Accrediting bodies now recognize the importance of developing the professionalism competency, by setting standards that require medical schools to identify where professionalism is addressed and how it is evaluated within the formal curriculum. The objective of this study was to compare how professionalism competency is formally addressed in the curricula of Canadian medical schools, and to better understand the Canadian approach to reporting and remediation of lapses.

METHODS

A literature review was performed and with the input of the AFMC(Association of Faculties of Medicine of Canada) Professionalism group, questionnaires were generated. An electronic survey was circulated to key leaders across the country at all the medical schools.
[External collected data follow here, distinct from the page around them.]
PR #593, opened 2023-10-24
feat: startTimer with exemplar

Pigrabbit:
When using `Histogram.startTimer()` with 'enableExemplars' option set to true in order to record duration, it throws an error as following.
It supposed to work normally as it does when 'enableExemplars' option set to false.

image

Plus, it would be better if we could provide adding exemplarLabels just like we could do with `Histogram.observe()`.

I have added the feature with regarding test cases. Please feel free to give me any feedback.

### DIFF
--- a/CHANGELOG.md
+++ b/CHANGELOG.md
@@ -18,6 +18,7 @@ project adheres to [Semantic Versioning](http://semver.org/).
 ### Added
 
 - Allow Pushgateway to now require job names for compatibility with Gravel Gateway.
+- Allow `histogram.startTime()` to be used with exemplars.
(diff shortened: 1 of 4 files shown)


zbjornson (approved):
Thanks for the PR, this looks perfect!

I just rebased (and added a changelog entry along the way) to try to get CI to run. I'm missing the button to authorize it for some reason, but all the checks pass locally.

zbjornson:
Heh, there it goes.

SimenB:
https://github.com/siimon/prom-client/releases/tag/v15.1.0

PR #606, opened 2024-01-11
perf: improve the memory usage of histogram

xsbchen:
We have a use case where it generates a huge amount of histograms, each has more than 10 labels, we found the memory usage is quite high, under this scenario, we did an experiment and found that removing bucketExemplars field from histograms could save about `27%` memory usage for each histogram instance, hope the maintainers could review and consider it
SeaTalk_IMG_20240111_195229

### DIFF
--- a/lib/histogram.js
+++ b/lib/histogram.js
@@ -26,13 +26,6 @@ class Histogram extends Metric {
 		this.defaultExemplarLabelSet = {};
 		this.enableExemplars = false;
 
-		if (config.enableExemplars) {
-			this.enableExemplars = true;
-			this.observe = this.observeWithExemplar;
-		} else {
-			this.observe = this.observeWithoutExemplar;
-		}
-
 		for (const label of this.labelNames) {
 			if (label === 'le') {
 				throw new Error('le is a reserved label keyword');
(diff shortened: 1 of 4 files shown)


SimenB:
Should we do this for the other metric types as well?

xsbchen:
> Should we do this for the other metric types as well?

I checked only `Counter` and `Histogram` support the `enableExemplars` option, and `Counter` already handled this case.

SimenB:
@voltbit thoughts on this? Seems reasonable to me, but I have to admit I'm a bit unsure how this code works 😅

lib/histogram.js
```diff
@@ -45,13 +38,19 @@ class Histogram extends Metric {
 			return acc;
 		}, {});
 
-		this.bucketExemplars = this.upperBounds.reduce((acc, upperBound) => {
-			acc[upperBound] = null;
-			return acc;
-		}, {});
+		if (config.enableExemplars) {
+			this.enableExemplars = true;
```
SimenB, line 42: should we set this to `false` in the `else`? I know it was not done before, but still

voltbit:
Looks good to me. The data struct being there when exemplars are disabled was an overlook on my side I think.

lib/histogram.js
xsbchen: hi SimenB, `this.enableExemplars` already set to `false` in [line 27](https://github.com/siimon/prom-client/pull/606/files/5b58cd4f34ac3f2518a1f6daa5d861b883107329#diff-4cacad18c9a9f40e8b66ee6f58741215e06d9e1bcd886452f61e74daee8ea387R27)

xsbchen:
@zbjornson @siimon master, plz help to review it if you are free, thanks.

SimenB:
https://github.com/siimon/prom-client/releases/tag/v15.1.1

PR #608, opened 2024-01-29
Implement BigInt support for gauges and counters

hudikm:
Add BigInt support for gauges and counters.

### DIFF
--- a/lib/util.js
+++ b/lib/util.js
@@ -1,7 +1,9 @@
 'use strict';
 
 exports.getValueAsString = function getValueString(value) {
-	if (Number.isNaN(value)) {
+	if (typeof value === 'bigint') {
+		return `${value}`;
+	} else if (Number.isNaN(value)) {
 		return 'Nan';
 	} else if (!Number.isFinite(value)) {
 		if (value < 0) {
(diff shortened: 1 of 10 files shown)


package.json
```diff
@@ -53,7 +53,8 @@
 	"types": "./index.d.ts",
 	"jest": {
 		"testEnvironment": "node",
-		"testRegex": ".*Test\\.js$"
+		"testRegex": ".*Test\\.js$",
+		"maxWorkers": 1
```
SimenB, line 57: Revert this

lib/util.js
```diff
@@ -1,7 +1,9 @@
 'use strict';
 
 exports.getValueAsString = function getValueString(value) {
-	if (Number.isNaN(value)) {
+	if (typeof value === 'bigint') {
+		return `${value}`;
```
SimenB, line 5: Is the `n` suffix valid for both openmetrics and prom?

SimenB (changes requested):

lib/util.js
hudikm: In this case, the string representation of BigInt does not include the n suffix.

package.json
hudikm: Reverted to the previous version

hudikm:
BigInt is not supported in the Prometheus server itself, so it doesn't make sense to add support to the prom client library.

PR #774, opened 2026-07-13
fix(types): allow string[] label values

### LINKED ISSUE #582: types: handler might be string or array of strings
Hello

handler as string[] is correctly displayed in metrics:

> http_request_duration_milliseconds_count{handler="/tiles/:segments(*),/tiles",code="200",method="HEAD"} 3

but TS can't agree to use it:

Screenshot 2023-08-10 at 10 45 17

Screenshot 2023-08-10 at 10 45 47

AysajanE:
## Problem

prom-client accepts an array of strings as a label value at runtime — e.g. `.inc({ handler: ['/a', '/b'] })`, which renders as `handler="/a,/b"` — but its TypeScript types reject it: the label-values type only allows `string | number`, so that call fails to type-check even though it works. Reported in #582.

## Change

- `index.d.ts`: widen the label-values type to `string | number | string[]` so array-valued labels type-check.
- `test/typescript.ts`: add an array-valued-label usage so `tsc` proves the type now accepts it.

### Checks (Node 22)
- `npm run compile-typescript` (`tsc --project .`) and `npm run test-unit` — both pass.

Fixes #582

---
Disclosure: this change was prepared with AI assistance and reviewed by me before submitting.
I ran the check(s) above in a network-isolated container and published a signed, re-runnable
record of that run, verifiable via GitHub artifact attestation:
https://northset-oss.github.io/verification-pilot/. Contributor self-run, not a maintainer verification.

### DIFF
--- a/index.d.ts
+++ b/index.d.ts
@@ -304,7 +304,7 @@ type MetricValueWithName<T extends string> = MetricValue<T> & {
 
 type LabelValues<T extends string> = T extends NoLabelNameType
 	? Partial<Record<string, never>>
-	: Partial<Record<T, string | number>>;
+	: Partial<Record<T, string | number | string[]>>;
 
 interface MetricConfiguration<T extends string> {
 	name: string;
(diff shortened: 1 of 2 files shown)


jdmarshall (commented):
This is a subset of #553 that doesn't really move things forward and there was resistance to landing that one that hasn't really abated. 

Just making it work for counter isn't really answering the ticket.

PR #775, opened 2026-07-13
fix(counter): use counter total as exemplar value instead of increment

### LINKED ISSUE #621: Exemplar values in counter metrics are always 1

c436zhan:
## Summary

When a `Counter` with exemplars enabled is incremented via `inc({ exemplarLabels })`, the exemplar's value was set to the increment amount (default `1`) instead of the counter's current total. This caused every exemplar to read `1` in common usage, making exemplar markers in tools like Grafana sit at the bottom of the graph regardless of the counter's actual value.

## Root cause

In `Counter.incWithExemplar`, after calling `incWithoutExemplar(labels, value)`, the code passed the raw increment `value` to `updateExemplar`. The exemplar should instead record the counter's total after the increment, which is what other Prometheus clients do.

## Changes

- `lib/counter.js`: pass `this.store.entry(labels).value` (the counter total) to `updateExemplar` instead of `value` (the increment amount).
- `test/exemplarsTest.js`: add regression test verifying that after `inc()` then `inc(3)`, the second exemplar records `4` (the total), not `3`.
- `CHANGELOG.md`: document the breaking behavior change under the Unreleased section.

## Testing

- `npm test` — 543 passing (28 test suites)
- `npx jest test/exemplarsTest.js` — 9 passing, 1 snapshot passing
- Verified with a standalone reproduction script that exemplar values now match the counter total on each increment.

## Compatibility

This changes the value written to counter exemplars from the increment amount to the counter total. Anyone relying on the previous (buggy) behavior of exemplars always being `1` will see a change. The fix aligns with the behavior described in the linked issue and with other Prometheus client libraries.

Fixes #621

### DIFF
--- a/CHANGELOG.md
+++ b/CHANGELOG.md
@@ -14,6 +14,8 @@ This release marks our first release under the Prometheus umbrella.
 - Drop support for Node.js versions 16, 18, 20, 21 and 23
 - Metric internal storage ('hashMap') changed to a separate object, LabelMap. If you have
   subclassed the built-in metric types you may need to adjust your code.
+- Counter exemplar values now record the counter's total value instead of the increment
+  amount, matching the behavior of other Prometheus clients (Fixes [#621](https://github.com/prometheus/client_js/issues/621))
 
 ### Changed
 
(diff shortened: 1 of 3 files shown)


jdmarshall:
Two different users, filing PRs for the same bug, with the exact same unit test in both versions. My bandwidth for dealing with AI generated PRs has reached its end for today.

In-depth telephone interviews were used to further explore themes, and a subsequent focus group was held to discuss challenges, particularly related to reporting and remediation.

RESULTS

The preponderance of formal professionalism teaching remains in the form of lectures and small group sessions in the preclinical years. Formal teaching declines significantly in the clerkship/clinical years. Evaluation is usually performed by a clinical supervisor, but OSCE, portfolio, and concern notes are increasingly used. Role modeling is heavily relied upon in clinical years, suggesting faculty training can help ensure clinical teachers recognize their influence on trainees. Formal remediation strategies are in place at most schools, and often involve essay writing, reflection exercises, or completion of learning modules about professionalism. Lack of clarity on what defines a lapse and fear of reprisal (for both trainees and faculty) limits reporting.

CONCLUSIONS

This study provides an overview of how professional identity formation is supported in the Canadian context, guided by the standards set out by CanMEDS. Despite a rich literature that describes the definition, program design and evaluation methods for professionalism, in some areas of the curriculum there is still an opportunity to ensure programs embrace the suggested framework. Examples of teaching and evaluation methods, deficiencies in the clinical years of study (clerkship) and challenges in addressing lapses and organizational structure are identified. The results help identify the gaps that need to be addressed and some solutions that can be modeled at other academic institutions.

摘要

背景

认证机构现已认识到培养职业素养能力的重要性,通过制定标准要求医学院校明确在何处讲授职业素养以及如何在正式课程中对其进行评估。本研究的目的是比较加拿大医学院校课程中职业素养能力的正式讲授方式,并更好地理解加拿大处理失误报告和补救的方法。

方法

进行了文献综述,并在加拿大医学院校协会(AFMC)职业素养小组的参与下编制了问卷。向全国所有医学院校的关键负责人进行了电子调查。采用深入电话访谈进一步探讨相关主题,随后举行了焦点小组讨论挑战,特别是与报告和补救相关的挑战。

结果

正式的职业素养教学主要形式是临床前几年的讲座和小组讨论。在临床实习/临床阶段,正式教学显著减少。评估通常由临床督导进行,但客观结构化临床考试(OSCE)、档案袋评估和关切记录的使用越来越多。在临床阶段严重依赖榜样示范,这表明教师培训有助于确保临床教师认识到他们对学员的影响。大多数学校都有正式的补救策略,通常包括撰写论文、反思练习或完成关于职业素养的学习模块。对失误的定义不明确以及(学员和教师)对报复的恐惧限制了报告。

结论

本研究概述了在加拿大背景下,根据加拿大医学教育专业人员角色(CanMEDS)设定的标准如何支持职业身份的形成。尽管有丰富的文献描述了职业素养的定义、课程设计和评估方法,但在课程的某些领域仍有机会确保课程采用建议的框架。确定了教学和评估方法的实例、临床学习年(临床实习)的不足以及处理失误和组织结构方面的挑战。研究结果有助于确定需要解决的差距以及一些可在其他学术机构效仿的解决方案。